- [WORK ITEM]: Find the word "green" in the data, then copy each line where it is found.

- [RECORD EXTRACTS]:
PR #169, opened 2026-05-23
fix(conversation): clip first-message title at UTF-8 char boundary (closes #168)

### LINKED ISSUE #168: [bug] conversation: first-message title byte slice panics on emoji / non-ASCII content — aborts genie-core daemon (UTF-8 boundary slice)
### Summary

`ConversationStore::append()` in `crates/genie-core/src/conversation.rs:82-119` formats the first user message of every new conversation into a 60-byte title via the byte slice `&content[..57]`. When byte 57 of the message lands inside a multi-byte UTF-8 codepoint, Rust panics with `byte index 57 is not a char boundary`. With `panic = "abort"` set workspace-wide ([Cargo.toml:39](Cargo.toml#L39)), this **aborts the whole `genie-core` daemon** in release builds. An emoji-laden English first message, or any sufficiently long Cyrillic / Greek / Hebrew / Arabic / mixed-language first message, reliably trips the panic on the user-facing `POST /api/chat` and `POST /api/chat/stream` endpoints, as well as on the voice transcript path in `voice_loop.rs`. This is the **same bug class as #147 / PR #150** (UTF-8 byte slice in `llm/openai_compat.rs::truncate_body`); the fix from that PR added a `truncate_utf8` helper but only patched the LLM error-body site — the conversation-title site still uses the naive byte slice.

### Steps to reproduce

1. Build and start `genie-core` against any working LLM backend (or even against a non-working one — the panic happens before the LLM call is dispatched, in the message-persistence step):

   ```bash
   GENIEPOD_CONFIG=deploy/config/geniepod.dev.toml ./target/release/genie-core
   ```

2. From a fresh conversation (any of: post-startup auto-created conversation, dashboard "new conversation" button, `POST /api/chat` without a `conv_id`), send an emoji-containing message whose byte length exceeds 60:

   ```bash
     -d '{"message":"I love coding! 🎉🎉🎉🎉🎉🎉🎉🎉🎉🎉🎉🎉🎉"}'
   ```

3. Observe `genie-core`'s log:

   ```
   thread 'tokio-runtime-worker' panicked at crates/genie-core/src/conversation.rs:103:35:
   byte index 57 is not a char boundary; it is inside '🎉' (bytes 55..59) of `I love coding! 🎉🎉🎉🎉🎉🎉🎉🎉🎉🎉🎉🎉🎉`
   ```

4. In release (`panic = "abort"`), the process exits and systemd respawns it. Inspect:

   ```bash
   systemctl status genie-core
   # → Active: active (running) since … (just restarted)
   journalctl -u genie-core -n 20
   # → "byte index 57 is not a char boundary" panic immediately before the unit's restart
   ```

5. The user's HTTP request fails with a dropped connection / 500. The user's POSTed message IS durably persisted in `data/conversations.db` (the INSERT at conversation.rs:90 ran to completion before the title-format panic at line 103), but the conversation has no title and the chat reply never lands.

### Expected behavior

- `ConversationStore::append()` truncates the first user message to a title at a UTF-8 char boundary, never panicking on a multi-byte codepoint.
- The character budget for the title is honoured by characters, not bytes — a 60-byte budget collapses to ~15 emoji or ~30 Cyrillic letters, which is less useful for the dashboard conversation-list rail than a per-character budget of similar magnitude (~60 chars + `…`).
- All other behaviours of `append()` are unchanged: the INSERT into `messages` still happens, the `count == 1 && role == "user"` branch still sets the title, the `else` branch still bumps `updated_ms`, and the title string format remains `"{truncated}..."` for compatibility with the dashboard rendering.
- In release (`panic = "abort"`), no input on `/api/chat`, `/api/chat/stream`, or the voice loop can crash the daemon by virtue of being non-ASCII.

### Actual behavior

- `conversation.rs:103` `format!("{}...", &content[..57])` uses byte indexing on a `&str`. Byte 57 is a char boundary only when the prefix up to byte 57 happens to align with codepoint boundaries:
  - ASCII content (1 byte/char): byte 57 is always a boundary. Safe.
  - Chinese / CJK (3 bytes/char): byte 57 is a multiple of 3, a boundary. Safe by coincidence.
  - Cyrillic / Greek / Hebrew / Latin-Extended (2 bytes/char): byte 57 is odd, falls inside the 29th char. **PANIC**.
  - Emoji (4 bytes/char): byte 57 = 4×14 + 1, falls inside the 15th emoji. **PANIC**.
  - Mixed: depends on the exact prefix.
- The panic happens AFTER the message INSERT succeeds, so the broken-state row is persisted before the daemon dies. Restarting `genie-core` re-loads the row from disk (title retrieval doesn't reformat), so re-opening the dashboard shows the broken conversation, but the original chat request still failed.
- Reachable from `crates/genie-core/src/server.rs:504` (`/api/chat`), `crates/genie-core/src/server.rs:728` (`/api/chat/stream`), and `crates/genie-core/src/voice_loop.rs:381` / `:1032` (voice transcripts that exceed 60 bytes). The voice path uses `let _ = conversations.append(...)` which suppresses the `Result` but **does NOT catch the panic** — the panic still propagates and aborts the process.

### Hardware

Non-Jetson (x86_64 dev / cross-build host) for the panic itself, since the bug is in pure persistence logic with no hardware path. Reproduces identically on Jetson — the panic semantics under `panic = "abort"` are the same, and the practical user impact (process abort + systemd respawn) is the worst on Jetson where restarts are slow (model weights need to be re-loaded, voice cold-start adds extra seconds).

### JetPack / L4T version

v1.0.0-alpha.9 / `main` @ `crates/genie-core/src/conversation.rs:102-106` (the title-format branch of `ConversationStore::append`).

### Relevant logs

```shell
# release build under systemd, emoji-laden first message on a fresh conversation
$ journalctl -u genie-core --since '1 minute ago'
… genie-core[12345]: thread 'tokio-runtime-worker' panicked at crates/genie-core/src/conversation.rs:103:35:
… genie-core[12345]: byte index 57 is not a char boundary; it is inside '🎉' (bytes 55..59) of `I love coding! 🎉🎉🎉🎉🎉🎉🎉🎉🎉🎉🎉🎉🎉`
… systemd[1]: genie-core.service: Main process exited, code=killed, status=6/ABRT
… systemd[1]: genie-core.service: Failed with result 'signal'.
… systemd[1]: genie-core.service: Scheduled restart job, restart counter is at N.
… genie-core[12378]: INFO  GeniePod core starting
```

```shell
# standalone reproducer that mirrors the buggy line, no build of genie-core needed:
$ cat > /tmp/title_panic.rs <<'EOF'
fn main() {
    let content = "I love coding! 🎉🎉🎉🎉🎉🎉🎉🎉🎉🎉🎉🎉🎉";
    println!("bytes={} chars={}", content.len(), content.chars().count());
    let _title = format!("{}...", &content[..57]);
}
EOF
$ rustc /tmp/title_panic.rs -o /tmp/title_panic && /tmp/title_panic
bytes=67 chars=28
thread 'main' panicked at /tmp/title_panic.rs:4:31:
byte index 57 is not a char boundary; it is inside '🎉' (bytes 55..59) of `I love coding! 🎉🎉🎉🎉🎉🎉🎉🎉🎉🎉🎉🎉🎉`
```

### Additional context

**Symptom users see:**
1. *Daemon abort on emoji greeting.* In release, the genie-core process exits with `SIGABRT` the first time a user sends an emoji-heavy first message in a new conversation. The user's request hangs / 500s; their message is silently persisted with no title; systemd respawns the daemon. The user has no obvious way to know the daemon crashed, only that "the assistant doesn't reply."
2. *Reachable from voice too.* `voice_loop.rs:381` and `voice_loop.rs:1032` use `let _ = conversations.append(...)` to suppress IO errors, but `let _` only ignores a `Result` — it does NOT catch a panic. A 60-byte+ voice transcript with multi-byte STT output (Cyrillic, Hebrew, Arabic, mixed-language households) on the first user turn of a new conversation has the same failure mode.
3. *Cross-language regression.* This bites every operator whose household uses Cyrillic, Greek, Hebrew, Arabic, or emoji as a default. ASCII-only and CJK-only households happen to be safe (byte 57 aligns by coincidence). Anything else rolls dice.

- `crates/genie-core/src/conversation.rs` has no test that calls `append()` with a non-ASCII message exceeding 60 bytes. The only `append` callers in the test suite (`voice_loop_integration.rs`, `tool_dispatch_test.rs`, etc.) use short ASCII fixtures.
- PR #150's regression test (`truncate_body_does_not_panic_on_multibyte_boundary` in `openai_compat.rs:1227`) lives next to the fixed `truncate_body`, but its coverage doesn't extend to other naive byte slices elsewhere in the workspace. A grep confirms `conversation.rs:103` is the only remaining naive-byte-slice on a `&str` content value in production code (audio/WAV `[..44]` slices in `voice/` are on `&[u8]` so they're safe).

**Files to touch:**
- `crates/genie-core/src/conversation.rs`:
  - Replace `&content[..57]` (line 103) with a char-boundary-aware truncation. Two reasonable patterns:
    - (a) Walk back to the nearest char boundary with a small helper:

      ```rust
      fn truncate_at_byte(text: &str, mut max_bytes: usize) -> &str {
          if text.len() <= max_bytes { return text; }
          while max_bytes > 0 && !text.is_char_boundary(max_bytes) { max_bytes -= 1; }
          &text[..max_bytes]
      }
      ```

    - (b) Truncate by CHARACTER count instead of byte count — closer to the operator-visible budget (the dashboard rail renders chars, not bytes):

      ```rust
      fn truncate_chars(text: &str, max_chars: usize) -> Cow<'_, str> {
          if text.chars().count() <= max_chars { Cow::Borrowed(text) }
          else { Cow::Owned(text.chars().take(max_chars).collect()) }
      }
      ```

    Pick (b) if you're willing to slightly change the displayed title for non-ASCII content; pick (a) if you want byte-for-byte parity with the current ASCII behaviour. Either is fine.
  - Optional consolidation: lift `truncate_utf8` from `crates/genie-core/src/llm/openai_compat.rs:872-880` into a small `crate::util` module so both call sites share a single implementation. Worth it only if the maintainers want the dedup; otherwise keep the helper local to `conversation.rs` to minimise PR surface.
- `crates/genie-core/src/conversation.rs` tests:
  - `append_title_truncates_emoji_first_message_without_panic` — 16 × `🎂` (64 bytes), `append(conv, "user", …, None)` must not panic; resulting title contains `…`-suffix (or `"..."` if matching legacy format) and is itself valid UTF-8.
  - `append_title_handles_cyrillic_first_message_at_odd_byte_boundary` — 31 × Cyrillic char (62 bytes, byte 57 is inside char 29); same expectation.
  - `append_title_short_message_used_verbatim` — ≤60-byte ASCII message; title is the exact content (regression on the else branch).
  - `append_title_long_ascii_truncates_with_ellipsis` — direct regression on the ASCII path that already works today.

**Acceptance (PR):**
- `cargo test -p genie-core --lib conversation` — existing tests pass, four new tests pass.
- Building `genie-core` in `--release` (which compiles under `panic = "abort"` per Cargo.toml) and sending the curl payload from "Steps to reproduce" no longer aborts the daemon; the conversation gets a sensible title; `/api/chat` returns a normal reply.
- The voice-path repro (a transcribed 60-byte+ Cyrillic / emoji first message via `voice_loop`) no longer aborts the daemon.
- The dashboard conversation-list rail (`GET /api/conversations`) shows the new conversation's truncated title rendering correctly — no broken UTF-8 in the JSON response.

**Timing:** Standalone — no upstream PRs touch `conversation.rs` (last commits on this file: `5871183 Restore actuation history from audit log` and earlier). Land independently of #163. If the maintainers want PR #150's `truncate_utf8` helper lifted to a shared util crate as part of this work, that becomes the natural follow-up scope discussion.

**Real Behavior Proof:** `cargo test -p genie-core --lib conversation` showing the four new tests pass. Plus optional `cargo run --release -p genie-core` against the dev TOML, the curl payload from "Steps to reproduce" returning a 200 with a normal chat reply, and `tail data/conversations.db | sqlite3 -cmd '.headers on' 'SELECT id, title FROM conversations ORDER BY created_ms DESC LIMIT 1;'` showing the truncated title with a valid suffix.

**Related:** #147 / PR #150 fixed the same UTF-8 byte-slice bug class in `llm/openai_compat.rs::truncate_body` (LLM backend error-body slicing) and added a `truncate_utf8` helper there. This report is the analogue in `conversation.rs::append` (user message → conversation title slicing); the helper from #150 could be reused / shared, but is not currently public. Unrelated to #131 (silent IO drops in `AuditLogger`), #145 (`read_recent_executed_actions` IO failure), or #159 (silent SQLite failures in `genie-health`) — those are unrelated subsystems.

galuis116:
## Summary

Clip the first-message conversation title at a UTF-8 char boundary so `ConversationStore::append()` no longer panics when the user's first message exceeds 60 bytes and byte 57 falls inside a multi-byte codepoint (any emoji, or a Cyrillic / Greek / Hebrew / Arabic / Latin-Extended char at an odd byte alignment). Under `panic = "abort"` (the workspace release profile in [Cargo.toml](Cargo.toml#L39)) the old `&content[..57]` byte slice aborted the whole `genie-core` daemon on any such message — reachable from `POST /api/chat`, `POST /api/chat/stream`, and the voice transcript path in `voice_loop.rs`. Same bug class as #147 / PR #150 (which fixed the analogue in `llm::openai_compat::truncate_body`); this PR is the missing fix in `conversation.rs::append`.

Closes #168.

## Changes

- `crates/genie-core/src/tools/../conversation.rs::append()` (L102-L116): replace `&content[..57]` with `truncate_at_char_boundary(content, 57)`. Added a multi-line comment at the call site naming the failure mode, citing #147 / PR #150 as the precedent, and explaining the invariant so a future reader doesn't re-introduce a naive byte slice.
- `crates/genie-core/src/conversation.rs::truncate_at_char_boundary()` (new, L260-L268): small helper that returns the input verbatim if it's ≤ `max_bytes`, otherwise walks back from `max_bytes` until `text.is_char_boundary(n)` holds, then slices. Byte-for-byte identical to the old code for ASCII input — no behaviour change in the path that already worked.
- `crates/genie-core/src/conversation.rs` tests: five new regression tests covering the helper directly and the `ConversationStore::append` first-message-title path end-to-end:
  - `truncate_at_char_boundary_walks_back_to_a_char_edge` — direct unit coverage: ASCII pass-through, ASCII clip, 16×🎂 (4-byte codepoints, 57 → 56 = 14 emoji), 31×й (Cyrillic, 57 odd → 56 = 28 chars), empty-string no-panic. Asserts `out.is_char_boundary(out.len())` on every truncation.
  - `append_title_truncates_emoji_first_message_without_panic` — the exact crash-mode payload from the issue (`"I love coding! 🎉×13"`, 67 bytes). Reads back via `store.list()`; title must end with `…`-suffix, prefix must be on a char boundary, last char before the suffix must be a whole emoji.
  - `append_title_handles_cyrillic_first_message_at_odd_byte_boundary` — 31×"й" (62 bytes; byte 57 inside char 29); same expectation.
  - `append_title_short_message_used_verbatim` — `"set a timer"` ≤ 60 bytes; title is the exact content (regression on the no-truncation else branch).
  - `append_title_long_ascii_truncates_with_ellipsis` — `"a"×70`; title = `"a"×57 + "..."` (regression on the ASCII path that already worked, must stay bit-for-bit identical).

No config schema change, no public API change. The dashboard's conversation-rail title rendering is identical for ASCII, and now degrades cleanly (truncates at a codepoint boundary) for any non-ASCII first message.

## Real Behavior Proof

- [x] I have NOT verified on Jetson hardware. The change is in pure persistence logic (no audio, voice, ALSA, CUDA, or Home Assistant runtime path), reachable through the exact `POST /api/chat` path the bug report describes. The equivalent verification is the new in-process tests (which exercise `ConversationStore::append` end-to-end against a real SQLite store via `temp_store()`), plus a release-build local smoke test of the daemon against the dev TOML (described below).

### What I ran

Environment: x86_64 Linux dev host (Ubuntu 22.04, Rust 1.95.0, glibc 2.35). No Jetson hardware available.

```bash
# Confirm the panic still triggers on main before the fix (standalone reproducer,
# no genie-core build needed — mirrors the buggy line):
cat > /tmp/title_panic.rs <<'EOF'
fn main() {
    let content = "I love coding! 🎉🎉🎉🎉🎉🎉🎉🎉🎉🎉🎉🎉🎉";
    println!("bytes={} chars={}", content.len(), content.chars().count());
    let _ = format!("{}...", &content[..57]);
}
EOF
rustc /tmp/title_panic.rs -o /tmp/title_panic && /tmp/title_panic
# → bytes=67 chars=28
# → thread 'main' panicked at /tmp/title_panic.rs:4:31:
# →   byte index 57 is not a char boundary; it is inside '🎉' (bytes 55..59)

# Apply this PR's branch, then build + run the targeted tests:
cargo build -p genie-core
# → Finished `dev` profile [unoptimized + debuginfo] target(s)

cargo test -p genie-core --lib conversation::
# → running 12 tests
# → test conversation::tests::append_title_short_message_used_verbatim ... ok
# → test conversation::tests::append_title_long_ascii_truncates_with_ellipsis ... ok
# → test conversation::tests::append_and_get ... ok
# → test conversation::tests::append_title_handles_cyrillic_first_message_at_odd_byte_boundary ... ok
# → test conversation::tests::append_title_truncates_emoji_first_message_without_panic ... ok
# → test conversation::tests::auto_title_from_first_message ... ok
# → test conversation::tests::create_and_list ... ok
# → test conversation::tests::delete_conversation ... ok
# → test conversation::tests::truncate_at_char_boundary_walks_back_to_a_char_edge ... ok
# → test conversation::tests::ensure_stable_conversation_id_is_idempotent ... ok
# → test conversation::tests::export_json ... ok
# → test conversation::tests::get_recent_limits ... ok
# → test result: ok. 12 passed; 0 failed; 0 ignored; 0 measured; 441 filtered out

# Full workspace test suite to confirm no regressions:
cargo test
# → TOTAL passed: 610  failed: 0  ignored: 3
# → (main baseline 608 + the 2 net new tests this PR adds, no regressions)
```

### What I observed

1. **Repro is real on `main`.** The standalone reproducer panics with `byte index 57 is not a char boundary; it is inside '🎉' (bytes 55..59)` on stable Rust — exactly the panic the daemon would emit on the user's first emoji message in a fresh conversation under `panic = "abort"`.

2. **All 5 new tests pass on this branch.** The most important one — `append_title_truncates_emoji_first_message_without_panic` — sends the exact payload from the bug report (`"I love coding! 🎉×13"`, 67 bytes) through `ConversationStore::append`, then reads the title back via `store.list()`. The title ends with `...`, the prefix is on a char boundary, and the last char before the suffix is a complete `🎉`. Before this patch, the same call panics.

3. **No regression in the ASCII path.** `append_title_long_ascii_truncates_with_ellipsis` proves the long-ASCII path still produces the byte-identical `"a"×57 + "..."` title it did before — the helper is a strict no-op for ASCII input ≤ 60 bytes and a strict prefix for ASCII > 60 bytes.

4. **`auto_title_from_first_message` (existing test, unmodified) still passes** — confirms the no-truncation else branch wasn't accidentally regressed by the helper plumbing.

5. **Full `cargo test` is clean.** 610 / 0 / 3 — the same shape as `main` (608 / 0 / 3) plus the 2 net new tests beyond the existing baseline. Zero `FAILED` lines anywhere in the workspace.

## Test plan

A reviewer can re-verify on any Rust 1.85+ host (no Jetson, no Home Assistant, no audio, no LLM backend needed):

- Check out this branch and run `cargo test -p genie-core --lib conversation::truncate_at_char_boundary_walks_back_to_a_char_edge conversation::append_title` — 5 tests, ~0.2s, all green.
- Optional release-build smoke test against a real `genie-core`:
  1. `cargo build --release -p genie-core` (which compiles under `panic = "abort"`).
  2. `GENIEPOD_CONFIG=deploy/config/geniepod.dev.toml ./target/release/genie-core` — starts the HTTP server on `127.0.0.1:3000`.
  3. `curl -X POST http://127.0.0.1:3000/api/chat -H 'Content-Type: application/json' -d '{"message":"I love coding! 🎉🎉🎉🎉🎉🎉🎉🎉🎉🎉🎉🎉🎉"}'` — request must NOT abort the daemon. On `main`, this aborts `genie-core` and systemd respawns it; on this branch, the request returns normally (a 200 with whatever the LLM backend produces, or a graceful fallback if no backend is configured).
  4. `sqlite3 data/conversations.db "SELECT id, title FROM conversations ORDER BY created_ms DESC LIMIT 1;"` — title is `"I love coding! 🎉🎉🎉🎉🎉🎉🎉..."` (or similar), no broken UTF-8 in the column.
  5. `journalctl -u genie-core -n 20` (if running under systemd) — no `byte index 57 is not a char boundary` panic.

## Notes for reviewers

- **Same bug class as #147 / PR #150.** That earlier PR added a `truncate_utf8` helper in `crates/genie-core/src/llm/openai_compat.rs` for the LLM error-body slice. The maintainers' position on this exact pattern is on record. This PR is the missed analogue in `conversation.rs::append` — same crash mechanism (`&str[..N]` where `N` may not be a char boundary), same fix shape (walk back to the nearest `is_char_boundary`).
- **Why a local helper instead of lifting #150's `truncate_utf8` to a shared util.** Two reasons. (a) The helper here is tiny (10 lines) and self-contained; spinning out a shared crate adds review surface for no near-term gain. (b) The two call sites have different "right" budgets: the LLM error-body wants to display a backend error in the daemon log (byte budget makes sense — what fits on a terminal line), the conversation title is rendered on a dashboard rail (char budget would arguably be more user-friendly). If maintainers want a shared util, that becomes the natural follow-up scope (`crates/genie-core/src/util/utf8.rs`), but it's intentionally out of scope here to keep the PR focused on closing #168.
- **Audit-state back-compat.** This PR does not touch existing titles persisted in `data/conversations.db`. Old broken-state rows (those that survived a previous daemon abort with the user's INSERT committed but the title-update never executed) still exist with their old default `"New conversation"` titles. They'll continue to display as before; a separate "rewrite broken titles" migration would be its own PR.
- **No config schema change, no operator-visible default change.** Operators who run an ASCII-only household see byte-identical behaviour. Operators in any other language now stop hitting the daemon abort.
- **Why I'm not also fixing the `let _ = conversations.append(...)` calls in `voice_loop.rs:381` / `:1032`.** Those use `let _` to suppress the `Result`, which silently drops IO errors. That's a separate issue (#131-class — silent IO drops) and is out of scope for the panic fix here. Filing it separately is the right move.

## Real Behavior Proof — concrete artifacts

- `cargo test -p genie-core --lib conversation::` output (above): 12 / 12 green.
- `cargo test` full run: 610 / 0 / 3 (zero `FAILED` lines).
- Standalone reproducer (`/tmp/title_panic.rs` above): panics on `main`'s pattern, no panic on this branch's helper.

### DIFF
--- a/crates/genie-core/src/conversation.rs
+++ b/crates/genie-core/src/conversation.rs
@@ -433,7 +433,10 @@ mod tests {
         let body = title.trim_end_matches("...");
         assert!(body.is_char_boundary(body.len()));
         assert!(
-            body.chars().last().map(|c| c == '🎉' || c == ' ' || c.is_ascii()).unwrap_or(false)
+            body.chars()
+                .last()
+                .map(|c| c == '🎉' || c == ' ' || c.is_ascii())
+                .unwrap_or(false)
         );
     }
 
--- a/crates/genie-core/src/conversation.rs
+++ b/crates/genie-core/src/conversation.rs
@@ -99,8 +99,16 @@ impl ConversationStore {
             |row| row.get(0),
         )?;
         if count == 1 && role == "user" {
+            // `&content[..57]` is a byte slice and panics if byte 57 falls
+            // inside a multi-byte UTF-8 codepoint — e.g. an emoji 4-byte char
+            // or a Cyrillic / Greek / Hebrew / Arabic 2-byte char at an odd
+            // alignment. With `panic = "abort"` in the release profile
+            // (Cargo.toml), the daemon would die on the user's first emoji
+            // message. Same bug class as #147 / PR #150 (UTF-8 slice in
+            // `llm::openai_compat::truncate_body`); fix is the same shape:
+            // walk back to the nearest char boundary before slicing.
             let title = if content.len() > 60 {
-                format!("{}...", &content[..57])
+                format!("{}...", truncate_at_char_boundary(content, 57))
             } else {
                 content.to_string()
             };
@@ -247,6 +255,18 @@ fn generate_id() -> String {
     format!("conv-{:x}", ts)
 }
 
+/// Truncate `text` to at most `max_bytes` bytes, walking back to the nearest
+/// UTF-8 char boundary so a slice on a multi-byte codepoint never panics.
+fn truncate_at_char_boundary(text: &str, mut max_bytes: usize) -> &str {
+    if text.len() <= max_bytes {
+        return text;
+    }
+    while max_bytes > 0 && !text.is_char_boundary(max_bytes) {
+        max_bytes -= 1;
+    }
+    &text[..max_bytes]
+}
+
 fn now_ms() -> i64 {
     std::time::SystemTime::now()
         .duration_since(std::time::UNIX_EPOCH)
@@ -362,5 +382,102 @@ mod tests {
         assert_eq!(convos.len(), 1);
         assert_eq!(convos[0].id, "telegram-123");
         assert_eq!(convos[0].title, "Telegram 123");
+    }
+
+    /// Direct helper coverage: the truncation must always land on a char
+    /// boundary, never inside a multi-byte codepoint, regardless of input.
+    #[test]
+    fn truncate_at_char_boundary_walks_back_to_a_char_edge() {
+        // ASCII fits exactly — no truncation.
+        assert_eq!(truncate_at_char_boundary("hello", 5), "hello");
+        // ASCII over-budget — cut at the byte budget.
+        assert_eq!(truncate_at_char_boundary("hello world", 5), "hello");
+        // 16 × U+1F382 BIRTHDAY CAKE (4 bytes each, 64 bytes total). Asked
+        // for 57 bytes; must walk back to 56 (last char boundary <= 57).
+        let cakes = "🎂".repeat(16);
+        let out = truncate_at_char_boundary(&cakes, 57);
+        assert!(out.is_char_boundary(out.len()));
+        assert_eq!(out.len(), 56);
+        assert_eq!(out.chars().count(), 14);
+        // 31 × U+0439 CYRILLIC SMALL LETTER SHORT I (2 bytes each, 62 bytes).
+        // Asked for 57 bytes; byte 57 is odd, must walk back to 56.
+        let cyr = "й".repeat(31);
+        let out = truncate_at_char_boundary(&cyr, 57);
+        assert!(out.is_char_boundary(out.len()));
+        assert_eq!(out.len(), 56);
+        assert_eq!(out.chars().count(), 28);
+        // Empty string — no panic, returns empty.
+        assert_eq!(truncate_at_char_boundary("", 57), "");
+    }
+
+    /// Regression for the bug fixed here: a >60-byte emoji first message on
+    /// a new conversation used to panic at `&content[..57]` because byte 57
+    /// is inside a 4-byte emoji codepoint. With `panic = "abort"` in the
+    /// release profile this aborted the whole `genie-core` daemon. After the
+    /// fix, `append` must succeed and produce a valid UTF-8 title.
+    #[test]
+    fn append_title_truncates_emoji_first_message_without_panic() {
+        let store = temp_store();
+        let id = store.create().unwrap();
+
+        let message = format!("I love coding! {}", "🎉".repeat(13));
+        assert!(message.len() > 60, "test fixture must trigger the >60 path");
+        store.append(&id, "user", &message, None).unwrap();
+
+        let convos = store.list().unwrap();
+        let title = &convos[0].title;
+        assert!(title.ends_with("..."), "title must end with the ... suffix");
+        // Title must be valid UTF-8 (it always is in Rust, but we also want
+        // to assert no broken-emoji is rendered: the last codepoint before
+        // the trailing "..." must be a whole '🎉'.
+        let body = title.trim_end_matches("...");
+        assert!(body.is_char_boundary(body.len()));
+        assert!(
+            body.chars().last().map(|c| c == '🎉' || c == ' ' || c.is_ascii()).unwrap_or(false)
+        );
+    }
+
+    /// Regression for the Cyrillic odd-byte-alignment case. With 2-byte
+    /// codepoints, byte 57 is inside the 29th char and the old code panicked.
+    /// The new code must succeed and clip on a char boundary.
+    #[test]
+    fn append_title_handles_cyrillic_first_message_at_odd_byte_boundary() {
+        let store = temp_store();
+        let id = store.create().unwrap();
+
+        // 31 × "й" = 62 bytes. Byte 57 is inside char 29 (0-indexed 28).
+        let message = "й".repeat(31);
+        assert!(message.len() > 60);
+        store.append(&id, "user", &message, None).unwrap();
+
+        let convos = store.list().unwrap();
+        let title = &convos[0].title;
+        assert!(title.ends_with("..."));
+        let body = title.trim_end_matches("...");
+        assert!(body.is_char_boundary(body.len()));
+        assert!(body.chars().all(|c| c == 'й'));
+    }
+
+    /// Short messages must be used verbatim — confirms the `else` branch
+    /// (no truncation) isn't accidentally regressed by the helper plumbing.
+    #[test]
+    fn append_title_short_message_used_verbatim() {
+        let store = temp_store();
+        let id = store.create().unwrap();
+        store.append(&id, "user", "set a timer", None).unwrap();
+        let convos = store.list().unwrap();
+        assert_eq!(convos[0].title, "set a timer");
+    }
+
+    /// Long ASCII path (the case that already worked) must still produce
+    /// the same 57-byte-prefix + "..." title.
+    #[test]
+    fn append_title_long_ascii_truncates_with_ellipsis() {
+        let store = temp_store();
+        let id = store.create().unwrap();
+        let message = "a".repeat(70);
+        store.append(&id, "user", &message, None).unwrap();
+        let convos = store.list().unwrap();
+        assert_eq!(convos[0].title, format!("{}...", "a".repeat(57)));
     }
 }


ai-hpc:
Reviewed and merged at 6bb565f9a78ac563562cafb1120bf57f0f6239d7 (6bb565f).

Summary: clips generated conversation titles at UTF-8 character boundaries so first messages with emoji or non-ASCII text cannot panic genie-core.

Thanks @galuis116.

- [ANSWER FOR THE TASK]:
- Check out this branch and run `cargo test -p genie-core --lib conversation::truncate_at_char_boundary_walks_back_to_a_char_edge conversation::append_title` — 5 tests, ~0.2s, all green.
- `cargo test -p genie-core --lib conversation::` output (above): 12 / 12 green.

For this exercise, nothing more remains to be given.